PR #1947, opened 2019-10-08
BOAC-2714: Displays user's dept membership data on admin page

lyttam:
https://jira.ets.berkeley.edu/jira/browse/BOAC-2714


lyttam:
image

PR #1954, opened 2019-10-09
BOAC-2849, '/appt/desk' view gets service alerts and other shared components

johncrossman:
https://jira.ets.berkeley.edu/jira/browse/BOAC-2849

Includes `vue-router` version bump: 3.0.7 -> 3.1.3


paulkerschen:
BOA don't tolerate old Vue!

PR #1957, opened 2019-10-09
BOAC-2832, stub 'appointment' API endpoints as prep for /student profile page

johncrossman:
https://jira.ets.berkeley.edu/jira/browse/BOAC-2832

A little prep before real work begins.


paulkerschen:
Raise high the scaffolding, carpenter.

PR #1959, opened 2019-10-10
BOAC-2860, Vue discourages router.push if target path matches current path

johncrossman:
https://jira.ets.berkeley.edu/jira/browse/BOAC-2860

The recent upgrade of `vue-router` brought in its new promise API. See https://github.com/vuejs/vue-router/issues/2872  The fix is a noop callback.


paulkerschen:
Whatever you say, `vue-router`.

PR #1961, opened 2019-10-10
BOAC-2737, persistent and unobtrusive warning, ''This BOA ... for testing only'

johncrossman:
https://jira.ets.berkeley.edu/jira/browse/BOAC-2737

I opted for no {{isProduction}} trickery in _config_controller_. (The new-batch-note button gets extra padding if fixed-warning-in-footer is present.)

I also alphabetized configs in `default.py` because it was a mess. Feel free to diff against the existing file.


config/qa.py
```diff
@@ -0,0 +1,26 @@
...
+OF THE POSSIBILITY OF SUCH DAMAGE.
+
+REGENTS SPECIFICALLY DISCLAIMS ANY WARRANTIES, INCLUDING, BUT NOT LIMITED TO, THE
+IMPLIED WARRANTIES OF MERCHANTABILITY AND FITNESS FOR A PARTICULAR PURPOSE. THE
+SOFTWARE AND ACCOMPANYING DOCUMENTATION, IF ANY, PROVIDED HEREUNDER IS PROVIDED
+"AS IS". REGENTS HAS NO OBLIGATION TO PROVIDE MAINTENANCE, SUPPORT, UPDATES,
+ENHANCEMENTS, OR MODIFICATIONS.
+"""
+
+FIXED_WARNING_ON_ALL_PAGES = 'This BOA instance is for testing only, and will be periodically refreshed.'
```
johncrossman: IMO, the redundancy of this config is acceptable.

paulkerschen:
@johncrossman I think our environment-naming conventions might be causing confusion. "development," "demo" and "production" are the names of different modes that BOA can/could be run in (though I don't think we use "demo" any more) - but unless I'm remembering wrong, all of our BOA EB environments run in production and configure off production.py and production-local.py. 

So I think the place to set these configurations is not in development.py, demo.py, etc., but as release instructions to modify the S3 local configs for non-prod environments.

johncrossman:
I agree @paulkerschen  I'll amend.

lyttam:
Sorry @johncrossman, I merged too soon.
◆ ◆ ◆ ◆ ◆ ◆ ◆
- **WORK TO COMPLETE**: Sift the data above for lines with "prep", then copy each one.

- **RESPONSE BOX**:
BOAC-2832, stub 'appointment' API endpoints as prep for /student profile page
A little prep before real work begins.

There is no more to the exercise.